§ ASSIGNMENT
Only lines with the word "requested" are wanted; copy each of them from the listing below.

§ INFORMATION SUPPLIED
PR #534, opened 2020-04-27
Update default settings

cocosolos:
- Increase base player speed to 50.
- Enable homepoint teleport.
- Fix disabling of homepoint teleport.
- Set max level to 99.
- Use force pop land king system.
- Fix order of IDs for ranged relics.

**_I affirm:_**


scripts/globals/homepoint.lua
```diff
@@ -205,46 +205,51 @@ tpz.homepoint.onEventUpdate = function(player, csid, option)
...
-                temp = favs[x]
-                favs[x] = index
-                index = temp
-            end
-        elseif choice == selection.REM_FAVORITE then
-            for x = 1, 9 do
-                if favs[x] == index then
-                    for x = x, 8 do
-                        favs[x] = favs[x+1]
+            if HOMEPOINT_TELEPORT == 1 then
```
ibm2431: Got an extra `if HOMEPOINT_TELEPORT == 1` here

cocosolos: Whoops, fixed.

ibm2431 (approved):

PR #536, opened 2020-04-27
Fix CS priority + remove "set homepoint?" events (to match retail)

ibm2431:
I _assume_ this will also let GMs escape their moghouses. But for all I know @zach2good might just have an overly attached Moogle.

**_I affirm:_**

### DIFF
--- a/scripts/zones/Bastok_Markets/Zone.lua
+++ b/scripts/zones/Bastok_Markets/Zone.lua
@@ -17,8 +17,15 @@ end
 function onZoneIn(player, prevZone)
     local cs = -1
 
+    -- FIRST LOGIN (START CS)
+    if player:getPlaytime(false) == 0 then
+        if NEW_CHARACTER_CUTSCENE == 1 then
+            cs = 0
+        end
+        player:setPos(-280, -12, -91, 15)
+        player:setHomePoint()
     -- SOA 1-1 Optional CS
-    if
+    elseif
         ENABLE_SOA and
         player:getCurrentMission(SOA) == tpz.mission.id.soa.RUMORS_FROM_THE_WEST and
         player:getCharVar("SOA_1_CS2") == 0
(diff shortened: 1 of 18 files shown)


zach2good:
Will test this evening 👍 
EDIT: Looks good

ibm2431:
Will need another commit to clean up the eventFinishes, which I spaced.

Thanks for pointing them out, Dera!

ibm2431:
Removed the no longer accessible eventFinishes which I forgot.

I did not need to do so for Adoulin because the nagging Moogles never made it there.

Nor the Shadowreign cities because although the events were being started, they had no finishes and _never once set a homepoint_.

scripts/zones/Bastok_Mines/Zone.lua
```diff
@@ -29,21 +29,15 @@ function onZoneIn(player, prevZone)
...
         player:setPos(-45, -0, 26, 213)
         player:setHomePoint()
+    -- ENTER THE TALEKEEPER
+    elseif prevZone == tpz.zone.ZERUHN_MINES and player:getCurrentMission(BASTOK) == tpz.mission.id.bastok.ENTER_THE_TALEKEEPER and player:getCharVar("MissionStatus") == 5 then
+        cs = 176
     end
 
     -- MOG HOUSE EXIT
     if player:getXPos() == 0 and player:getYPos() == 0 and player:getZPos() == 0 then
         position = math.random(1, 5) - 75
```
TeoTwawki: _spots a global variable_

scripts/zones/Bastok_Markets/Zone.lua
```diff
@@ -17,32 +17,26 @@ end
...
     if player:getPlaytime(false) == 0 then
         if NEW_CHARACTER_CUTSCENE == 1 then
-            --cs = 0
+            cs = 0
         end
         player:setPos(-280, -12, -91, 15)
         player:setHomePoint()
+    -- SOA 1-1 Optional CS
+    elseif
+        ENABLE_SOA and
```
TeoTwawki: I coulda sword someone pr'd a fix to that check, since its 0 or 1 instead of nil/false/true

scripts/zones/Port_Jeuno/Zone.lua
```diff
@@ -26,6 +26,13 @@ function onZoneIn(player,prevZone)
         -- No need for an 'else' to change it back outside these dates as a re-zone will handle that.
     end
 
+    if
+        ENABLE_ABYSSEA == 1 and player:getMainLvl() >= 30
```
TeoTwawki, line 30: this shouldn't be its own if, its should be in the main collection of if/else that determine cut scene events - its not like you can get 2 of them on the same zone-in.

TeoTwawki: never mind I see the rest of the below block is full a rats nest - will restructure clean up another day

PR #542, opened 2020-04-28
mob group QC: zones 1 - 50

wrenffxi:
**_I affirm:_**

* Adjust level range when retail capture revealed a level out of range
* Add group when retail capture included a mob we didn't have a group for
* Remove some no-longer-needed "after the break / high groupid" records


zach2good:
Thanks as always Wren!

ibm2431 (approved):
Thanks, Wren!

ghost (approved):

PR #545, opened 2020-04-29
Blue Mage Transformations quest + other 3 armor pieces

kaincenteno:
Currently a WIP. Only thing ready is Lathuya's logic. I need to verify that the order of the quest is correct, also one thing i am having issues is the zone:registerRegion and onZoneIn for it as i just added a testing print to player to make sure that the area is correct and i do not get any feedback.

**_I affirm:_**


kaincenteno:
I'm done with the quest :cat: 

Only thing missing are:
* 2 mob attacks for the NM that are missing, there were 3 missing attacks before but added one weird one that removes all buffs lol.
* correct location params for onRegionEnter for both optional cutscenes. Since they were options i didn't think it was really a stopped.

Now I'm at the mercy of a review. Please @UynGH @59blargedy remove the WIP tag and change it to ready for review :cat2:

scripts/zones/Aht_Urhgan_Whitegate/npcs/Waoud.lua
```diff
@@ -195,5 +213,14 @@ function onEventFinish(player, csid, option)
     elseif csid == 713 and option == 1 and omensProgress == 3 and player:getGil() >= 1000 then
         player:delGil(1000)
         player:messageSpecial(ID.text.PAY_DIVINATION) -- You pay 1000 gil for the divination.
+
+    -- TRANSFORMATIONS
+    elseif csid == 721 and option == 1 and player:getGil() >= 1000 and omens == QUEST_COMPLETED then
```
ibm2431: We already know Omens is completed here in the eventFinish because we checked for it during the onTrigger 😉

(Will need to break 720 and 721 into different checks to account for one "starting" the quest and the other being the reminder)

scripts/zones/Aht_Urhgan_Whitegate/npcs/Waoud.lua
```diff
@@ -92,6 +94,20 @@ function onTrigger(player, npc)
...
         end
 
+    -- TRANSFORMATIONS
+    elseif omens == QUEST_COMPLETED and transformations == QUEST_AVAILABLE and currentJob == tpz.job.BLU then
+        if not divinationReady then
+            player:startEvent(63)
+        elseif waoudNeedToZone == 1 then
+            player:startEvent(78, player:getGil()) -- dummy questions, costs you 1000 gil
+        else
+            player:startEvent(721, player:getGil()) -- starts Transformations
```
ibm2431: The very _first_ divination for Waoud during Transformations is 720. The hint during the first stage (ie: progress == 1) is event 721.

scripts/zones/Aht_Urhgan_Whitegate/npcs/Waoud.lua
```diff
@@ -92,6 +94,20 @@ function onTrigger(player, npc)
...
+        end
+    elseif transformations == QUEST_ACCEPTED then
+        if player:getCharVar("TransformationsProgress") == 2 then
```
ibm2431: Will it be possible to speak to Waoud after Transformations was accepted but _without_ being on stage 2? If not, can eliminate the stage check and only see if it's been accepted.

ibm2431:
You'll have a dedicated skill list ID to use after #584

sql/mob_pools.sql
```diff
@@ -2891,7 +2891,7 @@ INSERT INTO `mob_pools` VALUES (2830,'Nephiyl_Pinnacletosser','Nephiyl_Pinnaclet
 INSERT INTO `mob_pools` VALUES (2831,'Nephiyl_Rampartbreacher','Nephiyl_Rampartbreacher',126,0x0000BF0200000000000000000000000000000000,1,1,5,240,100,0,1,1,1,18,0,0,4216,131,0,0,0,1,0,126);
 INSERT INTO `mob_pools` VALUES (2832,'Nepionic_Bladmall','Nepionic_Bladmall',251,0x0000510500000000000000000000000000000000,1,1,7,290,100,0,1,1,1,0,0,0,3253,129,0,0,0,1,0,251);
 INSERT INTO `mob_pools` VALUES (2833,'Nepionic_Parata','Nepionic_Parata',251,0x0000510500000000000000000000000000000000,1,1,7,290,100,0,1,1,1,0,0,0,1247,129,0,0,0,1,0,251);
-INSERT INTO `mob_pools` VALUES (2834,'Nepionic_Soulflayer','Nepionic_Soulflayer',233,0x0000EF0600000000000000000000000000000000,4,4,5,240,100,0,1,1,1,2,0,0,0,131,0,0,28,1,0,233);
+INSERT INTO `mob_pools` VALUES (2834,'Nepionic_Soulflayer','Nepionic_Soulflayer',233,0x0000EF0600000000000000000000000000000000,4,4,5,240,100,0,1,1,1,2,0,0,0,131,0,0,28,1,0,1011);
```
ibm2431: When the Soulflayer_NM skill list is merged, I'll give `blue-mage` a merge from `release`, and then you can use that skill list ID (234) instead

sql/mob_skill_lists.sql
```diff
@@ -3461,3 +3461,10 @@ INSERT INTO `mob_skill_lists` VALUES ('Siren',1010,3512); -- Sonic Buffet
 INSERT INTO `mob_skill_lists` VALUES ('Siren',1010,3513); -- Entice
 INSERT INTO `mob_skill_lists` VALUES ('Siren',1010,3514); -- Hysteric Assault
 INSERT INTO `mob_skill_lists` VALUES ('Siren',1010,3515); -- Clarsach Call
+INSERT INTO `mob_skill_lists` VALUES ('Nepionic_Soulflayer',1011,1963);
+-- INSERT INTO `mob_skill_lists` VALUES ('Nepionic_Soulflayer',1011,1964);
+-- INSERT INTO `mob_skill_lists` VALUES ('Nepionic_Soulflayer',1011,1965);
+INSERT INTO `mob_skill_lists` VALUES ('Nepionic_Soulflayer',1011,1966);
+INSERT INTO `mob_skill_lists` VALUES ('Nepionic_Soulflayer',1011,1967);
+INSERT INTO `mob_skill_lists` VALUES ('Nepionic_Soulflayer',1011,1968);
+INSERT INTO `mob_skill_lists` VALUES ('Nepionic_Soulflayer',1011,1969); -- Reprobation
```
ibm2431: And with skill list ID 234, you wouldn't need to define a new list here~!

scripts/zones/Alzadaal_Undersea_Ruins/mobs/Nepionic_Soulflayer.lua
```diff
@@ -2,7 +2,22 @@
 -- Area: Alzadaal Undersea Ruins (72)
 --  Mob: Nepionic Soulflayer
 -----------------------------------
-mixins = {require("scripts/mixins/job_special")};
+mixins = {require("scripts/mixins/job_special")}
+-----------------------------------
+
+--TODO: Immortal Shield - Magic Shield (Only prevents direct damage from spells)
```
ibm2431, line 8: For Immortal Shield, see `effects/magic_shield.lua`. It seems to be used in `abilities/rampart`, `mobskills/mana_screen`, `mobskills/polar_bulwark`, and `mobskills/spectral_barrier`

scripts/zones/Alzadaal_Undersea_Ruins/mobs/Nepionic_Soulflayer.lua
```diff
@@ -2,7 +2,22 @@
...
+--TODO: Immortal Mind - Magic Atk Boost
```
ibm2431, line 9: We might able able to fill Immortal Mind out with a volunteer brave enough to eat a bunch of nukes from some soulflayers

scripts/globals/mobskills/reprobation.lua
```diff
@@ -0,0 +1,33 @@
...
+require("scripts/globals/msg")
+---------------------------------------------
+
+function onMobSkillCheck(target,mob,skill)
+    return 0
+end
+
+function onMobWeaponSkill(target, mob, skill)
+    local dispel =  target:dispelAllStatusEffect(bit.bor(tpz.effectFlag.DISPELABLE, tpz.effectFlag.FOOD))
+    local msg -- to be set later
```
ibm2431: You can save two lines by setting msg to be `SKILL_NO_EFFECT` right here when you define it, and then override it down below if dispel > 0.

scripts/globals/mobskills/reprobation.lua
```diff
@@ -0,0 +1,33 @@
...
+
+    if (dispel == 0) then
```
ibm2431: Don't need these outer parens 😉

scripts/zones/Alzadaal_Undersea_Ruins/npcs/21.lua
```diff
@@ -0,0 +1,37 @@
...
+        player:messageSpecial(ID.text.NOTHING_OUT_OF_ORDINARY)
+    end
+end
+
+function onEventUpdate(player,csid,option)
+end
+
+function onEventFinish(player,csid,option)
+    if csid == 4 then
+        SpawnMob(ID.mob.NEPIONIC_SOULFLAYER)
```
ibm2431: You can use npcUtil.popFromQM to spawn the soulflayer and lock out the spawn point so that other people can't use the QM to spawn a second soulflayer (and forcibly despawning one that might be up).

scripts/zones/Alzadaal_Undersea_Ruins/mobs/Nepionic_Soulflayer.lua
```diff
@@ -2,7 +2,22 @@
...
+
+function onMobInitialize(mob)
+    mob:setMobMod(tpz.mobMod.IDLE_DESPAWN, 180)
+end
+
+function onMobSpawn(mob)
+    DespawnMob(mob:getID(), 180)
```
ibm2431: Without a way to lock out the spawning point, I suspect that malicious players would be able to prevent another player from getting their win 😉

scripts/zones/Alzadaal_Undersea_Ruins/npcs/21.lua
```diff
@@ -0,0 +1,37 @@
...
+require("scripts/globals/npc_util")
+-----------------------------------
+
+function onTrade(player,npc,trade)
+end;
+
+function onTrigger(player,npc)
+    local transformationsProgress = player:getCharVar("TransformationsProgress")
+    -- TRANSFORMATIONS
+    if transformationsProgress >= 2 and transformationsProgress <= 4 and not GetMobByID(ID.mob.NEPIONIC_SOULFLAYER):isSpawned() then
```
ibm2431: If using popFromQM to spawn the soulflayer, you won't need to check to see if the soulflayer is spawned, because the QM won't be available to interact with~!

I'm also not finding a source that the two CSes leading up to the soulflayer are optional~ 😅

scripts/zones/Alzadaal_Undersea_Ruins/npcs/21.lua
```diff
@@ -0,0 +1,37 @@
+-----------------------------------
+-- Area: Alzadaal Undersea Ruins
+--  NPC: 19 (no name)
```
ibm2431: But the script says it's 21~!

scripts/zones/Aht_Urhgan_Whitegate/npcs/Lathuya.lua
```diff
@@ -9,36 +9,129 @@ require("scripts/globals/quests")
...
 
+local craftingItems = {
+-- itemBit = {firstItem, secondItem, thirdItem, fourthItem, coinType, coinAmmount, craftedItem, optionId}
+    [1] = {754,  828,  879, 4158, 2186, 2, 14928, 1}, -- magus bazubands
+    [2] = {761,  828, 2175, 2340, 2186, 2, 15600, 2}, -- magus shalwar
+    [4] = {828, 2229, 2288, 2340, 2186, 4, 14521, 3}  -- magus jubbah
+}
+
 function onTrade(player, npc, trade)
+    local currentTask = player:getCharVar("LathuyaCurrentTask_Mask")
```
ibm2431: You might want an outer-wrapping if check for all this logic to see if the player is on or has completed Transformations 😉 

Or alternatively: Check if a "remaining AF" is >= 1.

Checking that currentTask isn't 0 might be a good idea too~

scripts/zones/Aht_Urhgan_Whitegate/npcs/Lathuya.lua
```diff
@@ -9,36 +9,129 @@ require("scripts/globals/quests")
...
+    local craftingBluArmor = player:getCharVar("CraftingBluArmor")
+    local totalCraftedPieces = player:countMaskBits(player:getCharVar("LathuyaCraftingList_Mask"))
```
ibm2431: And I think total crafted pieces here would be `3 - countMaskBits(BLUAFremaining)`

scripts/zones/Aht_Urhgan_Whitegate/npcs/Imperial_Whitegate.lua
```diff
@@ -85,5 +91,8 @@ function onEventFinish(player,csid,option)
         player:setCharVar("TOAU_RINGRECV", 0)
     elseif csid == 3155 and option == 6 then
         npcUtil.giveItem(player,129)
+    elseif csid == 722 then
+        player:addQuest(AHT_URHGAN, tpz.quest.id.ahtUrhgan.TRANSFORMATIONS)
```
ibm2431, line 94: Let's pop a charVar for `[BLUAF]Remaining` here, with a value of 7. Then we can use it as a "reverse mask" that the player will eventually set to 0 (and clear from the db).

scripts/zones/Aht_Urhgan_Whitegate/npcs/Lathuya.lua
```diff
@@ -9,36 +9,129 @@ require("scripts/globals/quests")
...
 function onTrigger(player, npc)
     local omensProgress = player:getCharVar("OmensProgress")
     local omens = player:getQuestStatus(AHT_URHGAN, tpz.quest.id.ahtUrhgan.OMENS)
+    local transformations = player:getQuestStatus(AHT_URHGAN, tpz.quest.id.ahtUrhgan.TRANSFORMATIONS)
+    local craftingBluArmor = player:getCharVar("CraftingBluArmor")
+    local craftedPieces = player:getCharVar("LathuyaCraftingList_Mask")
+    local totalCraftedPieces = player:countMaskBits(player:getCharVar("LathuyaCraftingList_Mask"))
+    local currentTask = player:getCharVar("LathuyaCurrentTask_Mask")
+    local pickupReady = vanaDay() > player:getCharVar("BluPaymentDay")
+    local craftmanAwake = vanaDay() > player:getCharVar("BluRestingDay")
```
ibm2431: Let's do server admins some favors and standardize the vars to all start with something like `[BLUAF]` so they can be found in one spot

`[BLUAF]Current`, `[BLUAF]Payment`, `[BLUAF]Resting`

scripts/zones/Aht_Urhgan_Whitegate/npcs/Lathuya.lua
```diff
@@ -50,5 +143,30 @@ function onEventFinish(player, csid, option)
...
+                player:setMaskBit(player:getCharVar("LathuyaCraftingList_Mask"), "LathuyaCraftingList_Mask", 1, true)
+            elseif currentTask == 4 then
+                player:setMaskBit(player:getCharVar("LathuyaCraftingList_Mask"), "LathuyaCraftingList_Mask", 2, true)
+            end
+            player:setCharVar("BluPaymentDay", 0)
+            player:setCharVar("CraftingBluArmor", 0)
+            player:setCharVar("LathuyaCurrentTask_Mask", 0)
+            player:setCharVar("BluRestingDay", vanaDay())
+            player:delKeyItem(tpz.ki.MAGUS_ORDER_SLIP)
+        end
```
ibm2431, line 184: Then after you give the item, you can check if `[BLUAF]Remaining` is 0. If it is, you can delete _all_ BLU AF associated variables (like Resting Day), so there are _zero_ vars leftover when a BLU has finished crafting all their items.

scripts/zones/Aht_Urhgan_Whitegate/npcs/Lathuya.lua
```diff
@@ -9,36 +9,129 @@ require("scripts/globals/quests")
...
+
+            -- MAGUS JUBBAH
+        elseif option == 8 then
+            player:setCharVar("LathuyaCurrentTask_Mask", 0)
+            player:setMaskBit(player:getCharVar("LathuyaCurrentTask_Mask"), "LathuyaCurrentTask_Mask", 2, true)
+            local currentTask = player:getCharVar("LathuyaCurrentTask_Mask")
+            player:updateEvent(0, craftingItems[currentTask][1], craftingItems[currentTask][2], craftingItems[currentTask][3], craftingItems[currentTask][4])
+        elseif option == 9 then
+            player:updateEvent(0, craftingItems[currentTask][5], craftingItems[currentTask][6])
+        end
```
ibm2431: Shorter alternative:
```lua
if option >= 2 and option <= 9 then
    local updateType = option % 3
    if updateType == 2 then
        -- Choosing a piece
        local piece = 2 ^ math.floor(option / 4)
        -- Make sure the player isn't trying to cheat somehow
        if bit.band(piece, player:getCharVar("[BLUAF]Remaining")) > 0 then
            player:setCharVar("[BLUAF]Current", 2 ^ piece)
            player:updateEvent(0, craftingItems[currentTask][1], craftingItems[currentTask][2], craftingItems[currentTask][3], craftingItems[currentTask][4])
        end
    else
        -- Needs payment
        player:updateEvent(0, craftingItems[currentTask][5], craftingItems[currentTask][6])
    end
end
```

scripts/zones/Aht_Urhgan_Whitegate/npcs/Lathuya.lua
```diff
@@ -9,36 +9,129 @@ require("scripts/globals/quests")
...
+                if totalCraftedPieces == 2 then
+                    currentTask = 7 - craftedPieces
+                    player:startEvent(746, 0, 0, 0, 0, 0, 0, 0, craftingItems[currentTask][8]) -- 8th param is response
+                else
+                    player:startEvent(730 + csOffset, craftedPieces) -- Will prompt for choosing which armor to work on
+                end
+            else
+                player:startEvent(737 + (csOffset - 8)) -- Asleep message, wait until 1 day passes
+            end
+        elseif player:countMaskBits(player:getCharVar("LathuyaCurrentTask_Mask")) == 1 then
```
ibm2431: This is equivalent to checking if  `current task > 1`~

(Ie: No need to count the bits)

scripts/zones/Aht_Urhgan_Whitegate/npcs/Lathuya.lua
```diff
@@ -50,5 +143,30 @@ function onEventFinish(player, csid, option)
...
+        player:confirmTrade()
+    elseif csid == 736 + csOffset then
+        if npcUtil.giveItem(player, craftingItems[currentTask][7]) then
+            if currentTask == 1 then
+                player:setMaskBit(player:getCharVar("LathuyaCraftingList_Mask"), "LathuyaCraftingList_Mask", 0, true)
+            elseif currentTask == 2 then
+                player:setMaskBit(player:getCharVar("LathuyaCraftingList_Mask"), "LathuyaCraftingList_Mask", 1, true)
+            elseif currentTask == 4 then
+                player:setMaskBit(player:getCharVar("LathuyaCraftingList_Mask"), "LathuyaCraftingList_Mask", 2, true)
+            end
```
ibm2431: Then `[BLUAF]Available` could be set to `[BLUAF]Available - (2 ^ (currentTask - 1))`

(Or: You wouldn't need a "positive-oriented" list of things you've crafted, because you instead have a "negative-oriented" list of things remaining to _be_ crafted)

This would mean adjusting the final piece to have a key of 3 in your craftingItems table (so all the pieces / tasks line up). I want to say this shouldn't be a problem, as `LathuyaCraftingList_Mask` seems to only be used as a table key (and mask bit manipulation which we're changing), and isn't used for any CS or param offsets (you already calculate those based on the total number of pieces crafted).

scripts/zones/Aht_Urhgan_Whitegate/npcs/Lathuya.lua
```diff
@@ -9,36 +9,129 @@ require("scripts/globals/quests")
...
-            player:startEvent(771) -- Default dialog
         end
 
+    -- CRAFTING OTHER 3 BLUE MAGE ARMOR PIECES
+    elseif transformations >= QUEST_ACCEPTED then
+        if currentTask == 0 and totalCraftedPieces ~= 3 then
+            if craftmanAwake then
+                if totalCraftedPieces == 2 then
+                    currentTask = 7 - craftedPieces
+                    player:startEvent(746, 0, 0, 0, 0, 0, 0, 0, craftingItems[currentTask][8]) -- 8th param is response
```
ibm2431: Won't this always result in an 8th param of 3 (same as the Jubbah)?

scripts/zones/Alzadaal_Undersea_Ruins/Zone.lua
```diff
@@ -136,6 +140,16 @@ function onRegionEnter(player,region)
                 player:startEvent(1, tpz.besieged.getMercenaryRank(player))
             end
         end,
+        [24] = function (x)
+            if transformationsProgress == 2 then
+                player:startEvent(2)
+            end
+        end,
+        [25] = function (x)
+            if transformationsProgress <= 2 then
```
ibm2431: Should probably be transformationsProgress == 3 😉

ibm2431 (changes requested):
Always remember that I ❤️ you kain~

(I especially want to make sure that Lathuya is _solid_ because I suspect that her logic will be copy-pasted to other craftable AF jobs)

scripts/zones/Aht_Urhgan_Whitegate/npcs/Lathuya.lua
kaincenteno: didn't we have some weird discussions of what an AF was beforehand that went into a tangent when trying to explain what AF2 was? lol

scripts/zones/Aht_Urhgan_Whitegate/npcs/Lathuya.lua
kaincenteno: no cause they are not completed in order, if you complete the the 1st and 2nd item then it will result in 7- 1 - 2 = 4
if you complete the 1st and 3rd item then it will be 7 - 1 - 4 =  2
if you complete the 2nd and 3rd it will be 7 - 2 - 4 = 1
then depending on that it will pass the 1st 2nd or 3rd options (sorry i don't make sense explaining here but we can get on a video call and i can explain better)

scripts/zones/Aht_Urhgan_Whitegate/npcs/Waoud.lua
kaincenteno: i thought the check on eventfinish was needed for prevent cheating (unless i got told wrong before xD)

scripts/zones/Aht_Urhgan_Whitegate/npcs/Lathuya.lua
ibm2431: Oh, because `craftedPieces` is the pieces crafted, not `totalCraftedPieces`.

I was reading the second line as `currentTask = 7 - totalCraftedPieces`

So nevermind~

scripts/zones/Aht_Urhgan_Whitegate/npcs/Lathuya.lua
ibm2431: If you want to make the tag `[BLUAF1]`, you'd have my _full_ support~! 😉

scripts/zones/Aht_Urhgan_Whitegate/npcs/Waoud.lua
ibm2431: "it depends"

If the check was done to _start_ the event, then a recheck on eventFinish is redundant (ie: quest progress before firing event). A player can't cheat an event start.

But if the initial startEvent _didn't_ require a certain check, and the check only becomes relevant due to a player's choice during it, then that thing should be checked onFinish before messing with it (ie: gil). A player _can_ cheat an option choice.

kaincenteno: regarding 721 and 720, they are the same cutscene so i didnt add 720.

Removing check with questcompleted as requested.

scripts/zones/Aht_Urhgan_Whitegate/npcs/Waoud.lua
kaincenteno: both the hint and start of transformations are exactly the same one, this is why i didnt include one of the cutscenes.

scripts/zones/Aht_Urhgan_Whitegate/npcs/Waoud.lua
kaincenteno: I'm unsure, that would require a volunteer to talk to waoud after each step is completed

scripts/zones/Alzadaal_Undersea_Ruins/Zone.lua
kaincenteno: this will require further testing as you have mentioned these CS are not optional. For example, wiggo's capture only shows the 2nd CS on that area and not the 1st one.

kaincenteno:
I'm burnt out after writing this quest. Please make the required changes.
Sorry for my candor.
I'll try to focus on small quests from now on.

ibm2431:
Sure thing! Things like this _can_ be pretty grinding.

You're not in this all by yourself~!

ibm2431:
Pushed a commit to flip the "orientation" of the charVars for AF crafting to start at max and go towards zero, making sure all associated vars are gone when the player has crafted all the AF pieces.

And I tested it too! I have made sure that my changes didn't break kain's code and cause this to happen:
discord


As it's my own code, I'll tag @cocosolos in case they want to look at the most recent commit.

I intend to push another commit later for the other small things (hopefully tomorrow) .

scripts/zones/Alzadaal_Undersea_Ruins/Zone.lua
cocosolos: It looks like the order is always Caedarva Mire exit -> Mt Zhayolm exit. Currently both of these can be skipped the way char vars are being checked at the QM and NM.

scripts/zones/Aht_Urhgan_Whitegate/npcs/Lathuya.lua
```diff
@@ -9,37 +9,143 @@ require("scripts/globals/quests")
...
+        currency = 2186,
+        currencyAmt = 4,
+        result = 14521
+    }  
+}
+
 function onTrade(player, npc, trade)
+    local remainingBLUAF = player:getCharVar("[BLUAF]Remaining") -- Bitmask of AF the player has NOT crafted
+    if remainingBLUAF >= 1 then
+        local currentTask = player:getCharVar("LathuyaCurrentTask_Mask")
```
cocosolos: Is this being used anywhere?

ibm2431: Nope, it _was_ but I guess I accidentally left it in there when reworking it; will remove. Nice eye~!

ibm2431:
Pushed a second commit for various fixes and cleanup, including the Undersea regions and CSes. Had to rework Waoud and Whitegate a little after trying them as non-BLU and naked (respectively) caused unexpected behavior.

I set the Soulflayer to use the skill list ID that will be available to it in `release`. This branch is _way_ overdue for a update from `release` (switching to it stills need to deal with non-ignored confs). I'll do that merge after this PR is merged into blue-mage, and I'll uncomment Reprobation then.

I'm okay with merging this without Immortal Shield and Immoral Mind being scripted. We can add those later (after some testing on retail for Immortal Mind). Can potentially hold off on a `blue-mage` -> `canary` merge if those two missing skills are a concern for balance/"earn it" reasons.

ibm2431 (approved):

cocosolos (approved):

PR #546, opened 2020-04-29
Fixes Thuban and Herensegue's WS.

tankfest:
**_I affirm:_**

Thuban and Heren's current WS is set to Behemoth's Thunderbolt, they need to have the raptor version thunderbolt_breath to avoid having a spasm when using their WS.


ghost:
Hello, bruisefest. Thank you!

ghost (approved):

§ RESPONSE TO THIS EXERCISE
ibm2431 (changes requested):
Removing check with questcompleted as requested.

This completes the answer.